Dataset entries
Content starts
PR #1684, opened 2024-10-24
Add `ExpandAttribute` handler

Draggu:
**Stack**:
- #1686
- #1685
- #1684 ⬅

### DIFF
--- a/scarb/src/ops/proc_macro_server/methods/expand_attribute.rs
+++ b/scarb/src/ops/proc_macro_server/methods/expand_attribute.rs
@@ -1,0 +1,29 @@
+use std::sync::Arc;
+
+use anyhow::Result;
+use scarb_proc_macro_server_types::methods::{expand::ExpandAttribute, ProcMacroResult};
+
+use super::Handler;
+use crate::compiler::plugin::proc_macro::{ExpansionKind, ProcMacroHost};
+
+impl Handler for ExpandAttribute {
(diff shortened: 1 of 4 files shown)


scarb/src/ops/proc_macro_server/methods/expand_attribute.rs
mkaput, line 1: missing tests

mkaput (changes requested):

scarb/tests/proc_macro_server.rs
```diff
@@ -36,3 +39,37 @@ fn defined_macros() {
...
+    let response = proc_macro_server
+        .request_and_wait::<ExpandAttribute>(ExpandAttributeParams {
+            attr: "some".to_string(),
+            args: TokenStream::empty(),
+            item: item.clone(),
+        })
+        .ok();
+
+    assert_eq!(response.diagnostics, vec![]);
+    assert_eq!(response.token_stream, item);
```
piotmag769, line 74: Can we do anything in the macro so this test actually tests if the logic executes?

mkaput: I think asserting on the debug-print will be enough

mkaput (changes requested):
blocking due to Piotr's comment

scarb/tests/proc_macro_server.rs
Draggu: >I think asserting on the debug-print will be enough

Will not as these are not proc-macros

piotmag769 (approved):

PR #1688, opened 2024-10-25
Feat: Support --print-detailed-resources parameter in cairo-run

maciejka:
This PR introduces an optional CLI parameter --print-detailed-resources for scarb cairo-run extension that prints detailed used resources report:
image

### DIFF
--- a/extensions/scarb-cairo-run/src/main.rs
+++ b/extensions/scarb-cairo-run/src/main.rs
@@ -233,7 +233,7 @@ struct Summary {
     result: RunResultStarknet,
     print_full_memory: bool,
     gas_defined: bool,
-    detailed_resources: bool
+    detailed_resources: bool,
 }
 
 impl Message for Summary {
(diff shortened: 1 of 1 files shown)


extensions/scarb-cairo-run/src/main.rs
```diff
@@ -43,6 +43,10 @@ struct Args {
     #[arg(long, default_value_t = false)]
     print_full_memory: bool,
 
+    /// Print detailed resources.
+    #[arg(long, default_value_t = false)]
+    print_detailed_resources: bool,
```
maciektr, line 48:
```suggestion
    print_resource_usage: bool,
```
Just to use the same name, as in cairo-test

extensions/scarb-cairo-run/src/main.rs
```diff
@@ -150,6 +154,7 @@ fn main_inner(ui: &Ui, args: Args) -> Result<()> {
         result,
         print_full_memory: args.print_full_memory,
         gas_defined: available_gas.is_defined(),
+        detailed_resources: args.print_detailed_resources,
```
maciektr, line 157:
```suggestion
        detailed_resources: args.print_resource_usage,
```

maciektr (approved):
Thanks for your contribution! 💯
Content ends
▸ Exercise objective
Above are the records; copy each line from them that includes the string "enough".

▸ Written response
mkaput: I think asserting on the debug-print will be enough
Draggu: >I think asserting on the debug-print will be enough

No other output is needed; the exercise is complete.